Mauritius is the closest he got but he did use examples from India's biodiversity to bolster his case for evolution. Vikram Doctor writes an excellent article in the Times of India on Darwin's India connection.
That connection was Edward Blyth - self taught zoologist and curator of the museum of the Royal Asiatic Society Calcutta - who maintained a long and fruitful correspondence with Darwin about the animals and plants native to India.
Darwin acknowledges this contribution as
"his large and varied stores of knowledge , I should
value more than that of almost any one."
This is the second impressive intellectual conversation about evolution I have come across in India via outreach and media over the last few weeks. Earlier in November at the British Library in Pune, biologist Madhav Gadgil talked about early evolutionary thinking, Darwin's contributions and recent advances in evolutionary theory.
Doctor's article too covers a lot of ground. He gives us a sense of the work and social environment struggling scientists had to face in India. I read and posted on David Gilmour's The Ruling Caste: Imperial Lives in the Victorian Raj
recently. It describes the day to day lives of British civil servants
in 1800's India. Their lives were hard but Blyth faced an additional
problem. He stood outside the administrative hierarchy and was on a
weaker social standing than other officers of the civil services. Self taught scientists from poor backgrounds were looked down upon by the Raj officers who during the mid 1800's mostly came from Britain's upper classes. There is a lot packed in the article on the difficulties and tribulations Blyth faced during his career in India.
Doctor's article also clarifies the controversy on whether Darwin really deserved the credit for his work or whether as some say he plagiarized Alfred Russel Wallace's ideas who had coincidentally discovered natural selection around the same time. That Wallace proposed a theory of evolution through natural selection is undeniable, but both Wallace and Blyth recognized that just presenting an idea is half the work in science. Backing it up with evidence is harder. Darwin besides proposing a theory also did the hard work of compiling the evidence for evolution through natural selection. He can rightly claim most of the credit.

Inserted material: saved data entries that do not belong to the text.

PR #918, opened 2026-06-06
feat(slack): track image assets for multi-turn localization

cungminh2710:
## Summary

Slack image localization now persists source and translated images across thread turns, so users can clarify a target locale or request another localization without reuploading.

## Changes

- Store uploaded Slack images as `stored_files` with role `source` and metadata `imageLocalizationSource: true`
- Store generated localized images as `stored_files` with role `output`, linked to the source via `sourceFileId` and `targetLocale`
- Track thread state in `SlackBotThreadState`:
  - `pendingSlackImageTask` when an image is uploaded without a target locale
  - `imageSourceAssets` with localized output history per source image
- Handle text-only follow-ups via `handleSlackImageFollowUp` (e.g. "Localize to French" or "Now do Japanese")
- Update missing-locale prompt to ask for a reply instead of reuploading
- Add `getStoredFileContent` helper for reloading stored image bytes

## Review fixes

- Pass attachment index into `storeSlackImageSource` so batch nameless uploads get unique fallback filenames
- Use a local `threadState` variable in `localizeSlackImageSources` instead of mutating the input object
- Remove expiring `slackAttachmentUrl` from persisted source metadata
- Call `wrapThreadPost` only when image follow-up will localize (via `beforeLocalize` callback)

## User flows enabled

1. Upload image → bot asks for language → user replies "French" → localization runs from stored source
2. Upload + localize to French → user replies "Now localize to Japanese" → new output from same source
3. Existing single-turn upload + localize behavior unchanged

## Testing

- `vp test src/lib/agents/slack/bot.test.ts` (41 tests)
- `vp check --fix`

<div><a href="https://cursor.com/agents/bc-cd62a301-6f85-476c-8bfd-a46c9360cc20"><picture><source media="(prefers-color-scheme: dark)" srcset="https://cursor.com/assets/images/open-in-web-dark.png"><source media="(prefers-color-scheme: light)" srcset="https://cursor.com/assets/images/open-in-web-light.png">Open in Web</picture></a>&nbsp;<a href="https://cursor.com/background-agent?bcId=bc-cd62a301-6f85-476c-8bfd-a46c9360cc20"><picture><source media="(prefers-color-scheme: dark)" srcset="https://cursor.com/assets/images/open-in-cursor-dark.png"><source media="(prefers-color-scheme: light)" srcset="https://cursor.com/assets/images/open-in-cursor-light.png">Open in Cursor</picture></a>&nbsp;</div>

As an aside and something Doctor does not get into is that Wallace too has been painted in extremes. For some, he should be placed on a higher pedestal than Darwin. Others say - unkindly - that his only real contribution was that he hastened Darwin into publishing a shorter, streamlined and more accessible version of his theory. Darwin's earlier plan to publish a tome running into several thousand pages was shelved in fear of being scooped upon receipt of Wallace's theory. Still others point to the latter part of Wallace's career when he doubted that the human brain could be a product of evolution and use that to discredit him.
That is in my opinion just...well unkind. Wallace did discover natural selection independently and contributed valuable insights into other fields like biodiversity, natural variability of populations and bio-geography. That he could not compile evidence like Darwin did or that he leaned towards mysticism later in his life does not diminish the originality and importance of his earlier work.
Having said that, convincing people that evolution had occurred required evidence. And there is no doubt that Darwin made a better case for it than anyone else in his times with a little help from friends and colleagues like Edward Blyth.
Vikram Doctor's article is a pleasure to read. And...yes he does offer an answer to why Darwin didn't come to India. Don't miss it.